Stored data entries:
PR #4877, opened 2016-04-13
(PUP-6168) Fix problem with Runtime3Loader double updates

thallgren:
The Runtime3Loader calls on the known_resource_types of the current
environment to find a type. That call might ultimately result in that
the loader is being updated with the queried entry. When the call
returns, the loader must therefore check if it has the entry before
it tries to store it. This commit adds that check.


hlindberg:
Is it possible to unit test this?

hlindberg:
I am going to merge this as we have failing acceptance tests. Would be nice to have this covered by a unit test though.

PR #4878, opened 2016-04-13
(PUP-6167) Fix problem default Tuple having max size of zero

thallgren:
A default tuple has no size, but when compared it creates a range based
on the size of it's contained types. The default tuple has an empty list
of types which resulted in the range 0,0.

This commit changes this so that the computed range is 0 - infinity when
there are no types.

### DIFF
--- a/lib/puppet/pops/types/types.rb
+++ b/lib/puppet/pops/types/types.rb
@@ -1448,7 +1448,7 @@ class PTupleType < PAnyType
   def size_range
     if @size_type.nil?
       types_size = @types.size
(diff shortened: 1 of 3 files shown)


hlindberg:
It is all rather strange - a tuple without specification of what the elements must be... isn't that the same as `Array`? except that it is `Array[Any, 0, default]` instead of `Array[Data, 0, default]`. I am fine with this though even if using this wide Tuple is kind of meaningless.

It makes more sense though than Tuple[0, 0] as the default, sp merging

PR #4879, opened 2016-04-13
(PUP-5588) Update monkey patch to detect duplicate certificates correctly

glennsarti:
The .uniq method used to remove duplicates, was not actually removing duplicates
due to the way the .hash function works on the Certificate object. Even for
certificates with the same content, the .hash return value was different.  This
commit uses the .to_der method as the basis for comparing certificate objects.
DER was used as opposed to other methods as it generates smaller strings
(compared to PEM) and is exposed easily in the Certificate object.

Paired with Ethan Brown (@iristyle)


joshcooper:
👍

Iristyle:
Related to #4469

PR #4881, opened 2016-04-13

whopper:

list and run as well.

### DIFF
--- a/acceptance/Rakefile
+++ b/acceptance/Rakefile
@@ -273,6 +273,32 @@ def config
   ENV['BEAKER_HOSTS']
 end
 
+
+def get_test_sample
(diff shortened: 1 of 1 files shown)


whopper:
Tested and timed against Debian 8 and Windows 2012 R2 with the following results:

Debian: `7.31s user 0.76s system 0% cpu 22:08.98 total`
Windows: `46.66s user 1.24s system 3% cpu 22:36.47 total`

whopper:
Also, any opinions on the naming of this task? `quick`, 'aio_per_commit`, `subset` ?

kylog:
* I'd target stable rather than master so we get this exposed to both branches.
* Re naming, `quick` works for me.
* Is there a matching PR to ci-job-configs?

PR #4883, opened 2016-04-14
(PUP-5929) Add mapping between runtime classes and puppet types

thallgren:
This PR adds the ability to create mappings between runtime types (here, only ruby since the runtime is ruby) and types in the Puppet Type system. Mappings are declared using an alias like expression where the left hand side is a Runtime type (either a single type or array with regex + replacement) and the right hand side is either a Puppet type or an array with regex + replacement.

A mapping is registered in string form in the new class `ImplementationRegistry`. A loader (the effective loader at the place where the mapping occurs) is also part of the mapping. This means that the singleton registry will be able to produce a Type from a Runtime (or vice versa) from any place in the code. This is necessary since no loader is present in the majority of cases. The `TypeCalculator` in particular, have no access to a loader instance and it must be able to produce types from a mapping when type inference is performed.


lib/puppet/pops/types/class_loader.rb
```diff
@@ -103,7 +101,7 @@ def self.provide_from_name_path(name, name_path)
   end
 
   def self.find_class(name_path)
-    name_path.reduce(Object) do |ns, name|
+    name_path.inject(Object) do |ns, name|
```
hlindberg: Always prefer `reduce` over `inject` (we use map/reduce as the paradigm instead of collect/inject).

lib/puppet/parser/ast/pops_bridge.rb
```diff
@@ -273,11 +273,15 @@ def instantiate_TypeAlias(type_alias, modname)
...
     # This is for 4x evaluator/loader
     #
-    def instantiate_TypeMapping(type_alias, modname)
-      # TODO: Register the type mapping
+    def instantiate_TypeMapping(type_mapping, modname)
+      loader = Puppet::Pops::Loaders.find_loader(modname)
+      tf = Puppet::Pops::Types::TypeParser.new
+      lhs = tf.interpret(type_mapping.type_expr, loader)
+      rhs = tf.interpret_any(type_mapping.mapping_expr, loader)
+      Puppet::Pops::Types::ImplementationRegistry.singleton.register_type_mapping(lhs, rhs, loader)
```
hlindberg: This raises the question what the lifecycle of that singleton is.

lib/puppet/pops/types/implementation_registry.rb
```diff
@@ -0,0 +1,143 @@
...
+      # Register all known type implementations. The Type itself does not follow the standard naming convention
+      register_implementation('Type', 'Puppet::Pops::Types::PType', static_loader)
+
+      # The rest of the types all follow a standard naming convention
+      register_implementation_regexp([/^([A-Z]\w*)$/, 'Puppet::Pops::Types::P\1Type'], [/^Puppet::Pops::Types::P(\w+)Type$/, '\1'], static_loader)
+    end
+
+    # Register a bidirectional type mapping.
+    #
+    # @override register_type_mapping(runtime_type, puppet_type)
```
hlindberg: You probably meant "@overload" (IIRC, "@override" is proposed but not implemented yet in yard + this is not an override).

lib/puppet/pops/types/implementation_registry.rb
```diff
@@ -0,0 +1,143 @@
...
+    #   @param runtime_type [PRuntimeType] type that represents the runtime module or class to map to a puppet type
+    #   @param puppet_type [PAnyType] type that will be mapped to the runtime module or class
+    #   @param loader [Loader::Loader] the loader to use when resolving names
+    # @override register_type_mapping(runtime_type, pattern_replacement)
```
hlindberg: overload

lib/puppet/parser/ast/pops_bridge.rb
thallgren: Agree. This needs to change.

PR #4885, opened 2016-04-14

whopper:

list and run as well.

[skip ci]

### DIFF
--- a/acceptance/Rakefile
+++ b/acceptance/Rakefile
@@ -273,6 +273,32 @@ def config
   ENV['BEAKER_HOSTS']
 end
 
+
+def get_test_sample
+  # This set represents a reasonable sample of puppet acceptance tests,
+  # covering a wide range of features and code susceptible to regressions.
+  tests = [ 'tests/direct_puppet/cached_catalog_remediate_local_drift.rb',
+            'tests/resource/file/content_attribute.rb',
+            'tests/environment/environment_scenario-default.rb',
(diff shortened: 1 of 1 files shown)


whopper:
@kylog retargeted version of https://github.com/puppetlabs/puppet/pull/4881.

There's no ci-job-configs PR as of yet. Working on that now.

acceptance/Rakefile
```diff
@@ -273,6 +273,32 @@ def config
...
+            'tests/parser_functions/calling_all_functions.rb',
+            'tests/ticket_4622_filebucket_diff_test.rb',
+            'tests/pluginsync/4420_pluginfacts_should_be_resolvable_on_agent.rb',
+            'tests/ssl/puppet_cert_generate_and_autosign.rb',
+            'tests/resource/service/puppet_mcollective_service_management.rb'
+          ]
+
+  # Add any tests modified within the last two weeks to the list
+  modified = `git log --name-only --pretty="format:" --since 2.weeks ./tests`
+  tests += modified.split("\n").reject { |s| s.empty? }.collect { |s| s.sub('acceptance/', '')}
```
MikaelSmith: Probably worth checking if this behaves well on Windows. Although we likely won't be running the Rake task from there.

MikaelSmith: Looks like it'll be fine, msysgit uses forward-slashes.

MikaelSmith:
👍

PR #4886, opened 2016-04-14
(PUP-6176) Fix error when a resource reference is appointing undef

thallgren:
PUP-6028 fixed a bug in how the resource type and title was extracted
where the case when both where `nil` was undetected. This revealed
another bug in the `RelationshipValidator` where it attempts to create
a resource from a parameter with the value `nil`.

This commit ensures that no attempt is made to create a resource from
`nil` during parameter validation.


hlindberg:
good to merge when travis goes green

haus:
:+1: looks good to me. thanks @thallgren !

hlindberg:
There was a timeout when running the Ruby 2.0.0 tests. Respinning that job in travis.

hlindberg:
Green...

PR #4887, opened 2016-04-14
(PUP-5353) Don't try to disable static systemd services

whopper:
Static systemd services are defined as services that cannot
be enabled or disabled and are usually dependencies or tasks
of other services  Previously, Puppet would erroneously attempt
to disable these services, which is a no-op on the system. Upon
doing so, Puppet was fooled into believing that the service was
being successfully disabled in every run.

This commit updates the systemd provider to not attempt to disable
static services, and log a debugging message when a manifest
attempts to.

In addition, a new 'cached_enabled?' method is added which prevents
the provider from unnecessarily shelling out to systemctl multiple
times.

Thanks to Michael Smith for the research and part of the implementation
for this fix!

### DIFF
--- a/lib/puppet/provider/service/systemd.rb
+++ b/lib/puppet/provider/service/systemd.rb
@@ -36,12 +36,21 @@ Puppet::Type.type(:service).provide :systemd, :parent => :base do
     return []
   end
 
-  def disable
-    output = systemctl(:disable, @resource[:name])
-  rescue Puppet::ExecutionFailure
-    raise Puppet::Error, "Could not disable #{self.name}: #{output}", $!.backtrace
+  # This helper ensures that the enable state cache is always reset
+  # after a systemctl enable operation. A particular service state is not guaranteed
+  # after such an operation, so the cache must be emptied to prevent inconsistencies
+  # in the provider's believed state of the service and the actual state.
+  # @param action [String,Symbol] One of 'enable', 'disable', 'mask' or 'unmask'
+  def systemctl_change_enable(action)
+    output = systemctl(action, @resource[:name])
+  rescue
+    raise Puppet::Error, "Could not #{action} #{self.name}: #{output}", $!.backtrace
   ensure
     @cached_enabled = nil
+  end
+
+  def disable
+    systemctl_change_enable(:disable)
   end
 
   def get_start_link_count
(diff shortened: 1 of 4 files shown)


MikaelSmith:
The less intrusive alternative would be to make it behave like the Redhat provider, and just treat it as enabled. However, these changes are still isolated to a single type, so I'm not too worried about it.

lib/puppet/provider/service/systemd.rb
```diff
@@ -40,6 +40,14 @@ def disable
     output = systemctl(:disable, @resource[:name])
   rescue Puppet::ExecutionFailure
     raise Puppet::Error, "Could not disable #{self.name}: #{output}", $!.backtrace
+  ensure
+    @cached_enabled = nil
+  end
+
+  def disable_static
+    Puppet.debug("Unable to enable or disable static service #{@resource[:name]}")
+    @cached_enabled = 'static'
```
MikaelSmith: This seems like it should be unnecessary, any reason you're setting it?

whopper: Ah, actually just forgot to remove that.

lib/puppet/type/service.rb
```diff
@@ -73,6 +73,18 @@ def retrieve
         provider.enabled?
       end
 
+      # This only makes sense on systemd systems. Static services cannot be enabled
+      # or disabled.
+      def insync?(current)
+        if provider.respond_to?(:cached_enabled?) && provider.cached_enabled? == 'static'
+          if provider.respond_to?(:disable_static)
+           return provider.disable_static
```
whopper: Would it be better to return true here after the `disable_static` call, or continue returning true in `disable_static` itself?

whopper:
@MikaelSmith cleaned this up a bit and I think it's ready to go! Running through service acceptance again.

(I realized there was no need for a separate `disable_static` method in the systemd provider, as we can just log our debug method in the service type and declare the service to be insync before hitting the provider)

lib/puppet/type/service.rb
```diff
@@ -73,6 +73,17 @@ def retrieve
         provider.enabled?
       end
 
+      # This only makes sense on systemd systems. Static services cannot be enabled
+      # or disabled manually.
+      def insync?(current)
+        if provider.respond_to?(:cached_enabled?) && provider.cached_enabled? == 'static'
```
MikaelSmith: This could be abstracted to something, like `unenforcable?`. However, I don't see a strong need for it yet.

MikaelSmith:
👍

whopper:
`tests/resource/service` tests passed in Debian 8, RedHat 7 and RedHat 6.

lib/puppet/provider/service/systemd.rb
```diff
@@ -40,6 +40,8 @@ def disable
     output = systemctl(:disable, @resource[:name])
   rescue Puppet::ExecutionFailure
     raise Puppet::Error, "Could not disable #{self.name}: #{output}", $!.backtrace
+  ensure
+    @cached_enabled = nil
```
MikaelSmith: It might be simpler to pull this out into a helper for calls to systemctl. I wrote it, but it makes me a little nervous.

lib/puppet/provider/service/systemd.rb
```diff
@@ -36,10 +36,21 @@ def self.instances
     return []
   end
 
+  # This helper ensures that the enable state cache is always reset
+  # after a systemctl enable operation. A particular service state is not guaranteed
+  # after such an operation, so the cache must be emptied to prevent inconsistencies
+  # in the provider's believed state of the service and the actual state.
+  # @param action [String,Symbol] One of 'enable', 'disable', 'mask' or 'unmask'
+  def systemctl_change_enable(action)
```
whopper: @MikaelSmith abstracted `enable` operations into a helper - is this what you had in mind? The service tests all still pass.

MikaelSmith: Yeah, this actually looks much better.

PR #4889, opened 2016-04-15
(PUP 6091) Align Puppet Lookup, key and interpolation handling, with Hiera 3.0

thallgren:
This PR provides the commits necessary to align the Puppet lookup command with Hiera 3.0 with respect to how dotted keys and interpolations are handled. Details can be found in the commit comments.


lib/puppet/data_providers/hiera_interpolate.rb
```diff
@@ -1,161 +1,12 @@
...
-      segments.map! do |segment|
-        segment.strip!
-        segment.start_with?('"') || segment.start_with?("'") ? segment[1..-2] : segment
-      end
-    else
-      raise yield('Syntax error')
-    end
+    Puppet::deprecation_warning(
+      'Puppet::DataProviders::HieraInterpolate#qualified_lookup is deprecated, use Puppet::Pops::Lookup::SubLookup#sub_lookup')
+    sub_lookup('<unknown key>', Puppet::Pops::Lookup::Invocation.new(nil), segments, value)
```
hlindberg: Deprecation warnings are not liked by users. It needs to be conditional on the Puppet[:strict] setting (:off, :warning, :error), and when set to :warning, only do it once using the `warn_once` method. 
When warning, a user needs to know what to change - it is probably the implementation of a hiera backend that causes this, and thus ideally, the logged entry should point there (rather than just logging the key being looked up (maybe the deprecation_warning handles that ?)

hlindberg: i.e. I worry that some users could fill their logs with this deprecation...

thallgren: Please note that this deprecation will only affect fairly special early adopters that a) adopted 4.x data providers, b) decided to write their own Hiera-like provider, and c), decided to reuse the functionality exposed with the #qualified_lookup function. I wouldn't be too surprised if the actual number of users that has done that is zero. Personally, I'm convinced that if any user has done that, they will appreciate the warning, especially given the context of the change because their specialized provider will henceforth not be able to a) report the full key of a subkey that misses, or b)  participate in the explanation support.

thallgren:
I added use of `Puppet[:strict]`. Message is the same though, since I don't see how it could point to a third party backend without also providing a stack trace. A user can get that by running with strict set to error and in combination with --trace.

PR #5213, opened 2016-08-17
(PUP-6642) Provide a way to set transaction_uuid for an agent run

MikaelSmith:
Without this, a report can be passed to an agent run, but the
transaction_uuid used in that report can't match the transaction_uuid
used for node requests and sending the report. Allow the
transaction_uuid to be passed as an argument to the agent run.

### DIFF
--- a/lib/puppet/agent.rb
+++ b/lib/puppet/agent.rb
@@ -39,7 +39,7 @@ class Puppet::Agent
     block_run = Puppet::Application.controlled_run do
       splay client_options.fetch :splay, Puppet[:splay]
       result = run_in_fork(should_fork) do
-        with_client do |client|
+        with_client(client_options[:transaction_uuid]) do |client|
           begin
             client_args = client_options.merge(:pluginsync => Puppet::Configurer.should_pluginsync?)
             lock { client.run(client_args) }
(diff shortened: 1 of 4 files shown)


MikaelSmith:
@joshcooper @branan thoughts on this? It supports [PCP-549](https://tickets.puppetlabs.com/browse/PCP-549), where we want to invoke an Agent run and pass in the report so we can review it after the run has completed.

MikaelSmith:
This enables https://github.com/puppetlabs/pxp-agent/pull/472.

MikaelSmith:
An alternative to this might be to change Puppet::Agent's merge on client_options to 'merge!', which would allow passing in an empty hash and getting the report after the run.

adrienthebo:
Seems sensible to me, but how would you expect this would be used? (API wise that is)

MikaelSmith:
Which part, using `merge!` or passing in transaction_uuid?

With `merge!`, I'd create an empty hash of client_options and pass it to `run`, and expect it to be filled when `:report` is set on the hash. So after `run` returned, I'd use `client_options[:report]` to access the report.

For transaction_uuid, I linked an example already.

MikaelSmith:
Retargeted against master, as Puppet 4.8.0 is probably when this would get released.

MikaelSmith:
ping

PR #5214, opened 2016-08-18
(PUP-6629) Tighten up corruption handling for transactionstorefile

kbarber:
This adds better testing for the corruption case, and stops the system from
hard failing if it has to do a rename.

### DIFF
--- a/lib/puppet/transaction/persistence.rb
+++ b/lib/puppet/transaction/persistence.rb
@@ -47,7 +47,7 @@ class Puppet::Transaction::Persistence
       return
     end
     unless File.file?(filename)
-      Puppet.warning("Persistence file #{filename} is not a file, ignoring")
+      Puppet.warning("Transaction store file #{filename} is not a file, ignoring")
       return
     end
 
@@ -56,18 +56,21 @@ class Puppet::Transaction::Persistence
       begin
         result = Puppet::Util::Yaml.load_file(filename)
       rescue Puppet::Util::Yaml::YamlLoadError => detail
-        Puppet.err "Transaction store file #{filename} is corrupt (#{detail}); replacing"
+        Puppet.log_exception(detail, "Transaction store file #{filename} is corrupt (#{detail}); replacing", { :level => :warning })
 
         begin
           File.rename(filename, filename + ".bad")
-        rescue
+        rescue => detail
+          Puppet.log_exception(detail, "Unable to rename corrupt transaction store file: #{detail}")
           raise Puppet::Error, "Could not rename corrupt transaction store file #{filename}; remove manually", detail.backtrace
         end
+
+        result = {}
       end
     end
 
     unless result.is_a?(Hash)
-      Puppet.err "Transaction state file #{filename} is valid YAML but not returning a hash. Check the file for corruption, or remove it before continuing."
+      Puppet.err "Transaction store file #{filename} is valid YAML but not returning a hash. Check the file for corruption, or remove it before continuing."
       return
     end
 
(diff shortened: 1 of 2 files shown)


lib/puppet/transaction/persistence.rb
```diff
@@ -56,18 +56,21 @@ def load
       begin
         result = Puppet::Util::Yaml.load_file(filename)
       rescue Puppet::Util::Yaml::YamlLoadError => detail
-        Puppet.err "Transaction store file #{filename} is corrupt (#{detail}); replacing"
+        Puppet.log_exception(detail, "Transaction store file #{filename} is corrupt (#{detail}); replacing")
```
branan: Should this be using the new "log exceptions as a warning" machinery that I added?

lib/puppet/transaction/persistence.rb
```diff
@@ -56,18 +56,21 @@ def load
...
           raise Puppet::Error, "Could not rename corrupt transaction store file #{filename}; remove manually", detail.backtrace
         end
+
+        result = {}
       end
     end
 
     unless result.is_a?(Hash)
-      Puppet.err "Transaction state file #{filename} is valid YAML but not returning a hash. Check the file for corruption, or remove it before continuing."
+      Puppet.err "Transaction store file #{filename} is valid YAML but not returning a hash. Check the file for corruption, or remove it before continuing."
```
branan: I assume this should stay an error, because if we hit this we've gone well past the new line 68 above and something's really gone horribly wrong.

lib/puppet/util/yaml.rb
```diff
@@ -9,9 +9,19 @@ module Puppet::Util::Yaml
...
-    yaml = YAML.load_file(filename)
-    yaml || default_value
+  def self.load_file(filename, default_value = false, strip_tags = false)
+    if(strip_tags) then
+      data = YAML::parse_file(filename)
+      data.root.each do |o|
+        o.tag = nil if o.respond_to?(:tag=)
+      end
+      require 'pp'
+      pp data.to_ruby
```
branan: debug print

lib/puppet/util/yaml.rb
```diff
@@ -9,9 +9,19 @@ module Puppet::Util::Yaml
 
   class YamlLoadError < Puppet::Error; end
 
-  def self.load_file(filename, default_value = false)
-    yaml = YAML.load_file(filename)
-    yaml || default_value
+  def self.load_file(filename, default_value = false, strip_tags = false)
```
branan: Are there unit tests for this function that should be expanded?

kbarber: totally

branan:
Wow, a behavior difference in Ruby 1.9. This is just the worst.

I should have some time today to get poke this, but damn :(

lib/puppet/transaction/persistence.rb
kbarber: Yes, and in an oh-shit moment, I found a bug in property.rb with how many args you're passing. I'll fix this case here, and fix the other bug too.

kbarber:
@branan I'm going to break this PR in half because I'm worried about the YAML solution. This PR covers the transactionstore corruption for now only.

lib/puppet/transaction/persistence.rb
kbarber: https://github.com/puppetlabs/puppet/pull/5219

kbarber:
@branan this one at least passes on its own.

Exercise instructions — Please go through the data above and copy every line that has the word "list".

Response to this exercise —
on the size of it's contained types. The default tuple has an empty list
list and run as well.
list and run as well.
+  # Add any tests modified within the last two weeks to the list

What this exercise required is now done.